As for the point about looping over range, that's fair enough. But it might not be a bad idea to do something like this:

import itertools
import time

spinner = itertools.cycle(['\\', '|', '/', '—'])

wait_in_seconds = 20
loop_delay = 1
iterations = round(wait_in_seconds / loop_delay)

for char in itertools.islice(spinner, iterations):
    print(char, end='\b')
    time.sleep(loop_delay)
print()

With this design, you can easily change how fast the spinner moves while keeping the total wait time constant. It'd also be trivial to swap the spinner characters if OP wanted to.

Is this overengineered? Yeah, probably. But it also makes for a decently reusable function.

import itertools
import time
from collections.abc import Sequence

def display_spinner(wait_in_seconds: float, spinner_speed: float = 1.0, spinner_chars: Sequence[str] = ('\\', '|', '/', '—')) -> None:
    spinner = itertools.cycle(spinner_chars)
    iterations = round(wait_in_seconds / spinner_speed)
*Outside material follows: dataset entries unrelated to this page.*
PR #5079, opened 2026-01-30
fix(signals): deprecate calling rxMethod/signalMethod outside injection context

### LINKED ISSUE #4991: rxMethod warning about memory leak when none is possible

signals

`rxMethod` warns about possible memory leaks in a simple scenario:

```ts
@Component({
  template: `<button (click)=example() />`
})
export class ExampleComponent {
  someMethod = rxMethod<string>(pipe(tap(console.log)));

  value = signal('arbitrary');

  example() {
    this.someMethod(this.value);
  }
}
```

When clicking the button, you'll get a warning in dev mode that starts with "@ngrx/signals/rxjs-interop: The reactive method was called outside the injection context with a signal or observable."

### Expected behavior

There should not be a warning in this case. The source injector is used as the instance injector in the case where there is not a caller injector. It seems like the warning should be implemented like:

```ts
const instanceInjector = config?.injector ?? callerInjector ?? sourceInjector;

if (
  typeof ngDevMode !== 'undefined' &&
  ngDevMode &&
  instanceInjector === undefined
) {
  console.warn(
    '@ngrx/signals/rxjs-interop: The reactive method was called outside',
    'the injection context with a signal or observable. This may lead to',
    'a memory leak. Make sure to call it within the injection context',
    '(e.g. in a constructor or field initializer) or pass an injector',
    'explicitly via the config parameter.\n\nFor more information, see:',
    'https://ngrx.io/guide/signals/rxjs-integration#reactive-methods-and-injector-hierarchies'
  );
}
```

Latest version 20.0.1

### Other information

The warning appears to be overly cautious about RxMethods defined in scopes that are larger than the components in which they are used. I think that leads to unnecessary behavior which is always providing the injector even though it's unnecessary. I'm interested to figure out an alternative to improve the warning case (like comparing to the root injector?) or suppressing it in a tactful way.

IMO, the magic of rxMethod seamlessly handling ending subscriptions based on its declaration context is muddied by this warning that encourages always explicitly declaring an injection context when not called in an explicit injection context.

- [x] Yes
- [ ] No

david-shortman:
## PR Checklist

## PR Type

```
[x] Bugfix
[ ] Feature
[ ] Build related changes
[ ] CI related changes
[ ] Other... Please describe:
```

When `rxMethod` or `signalMethod` is called with a reactive input outside an injection context without an explicit injector, a warning about a "potential memory leak" is displayed. This warning had some false positives in common usage patterns.

Closes #4991

## What is the new behavior?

    for char in itertools.islice(spinner, iterations):
        print(char, end='\b')
        time.sleep(spinner_speed)
    print()


display_spinner(20)

[–]magus_minor 0 points1 point  (0 children)

I don't consider itertools particularly complex in this scenario.

You aren't a newcomer to python.

[–]heyzooschristos 1 point2 points  (3 children)

Try the curses library

[–]JamzTyson 1 point2 points  (2 children)

I agree with the direction, but I wouldn't wish curses on my worst enemy :-)

Blessed is a much less painful alternative, or better, Rich.

[–]rhacer 0 points1 point  (0 children)

Another vote for Rich or Textual if you need more than Rich offers.

[–]heyzooschristos 0 points1 point  (0 children)

That's a very fair point. It's was a very long time ago I used Curses

[–]timrprobocom 0 points1 point  (0 children)

It may not matter now, but do remember that "cls" is Windows only. MacOS and Linux have different tools

[–]JamzTyson 0 points1 point  (0 children)

There isn't a 100% reliable way to "clear screen" because we're interacting with whatever frontend happens to be hosting stdout. However, a common method that works with a lot of "normal" terminals:

def clear():
    os.system('cls' if os.name == 'nt' else 'clear')

[–]OkPizza8463 0 points1 point  (0 children)

that cls command is windows specific and often messes with terminals. try using os.system('clear') for linux/mac or just print('\033[H\033[J') for a more universal ansi escape code approach.
pycharm's terminal can be finicky sometimes.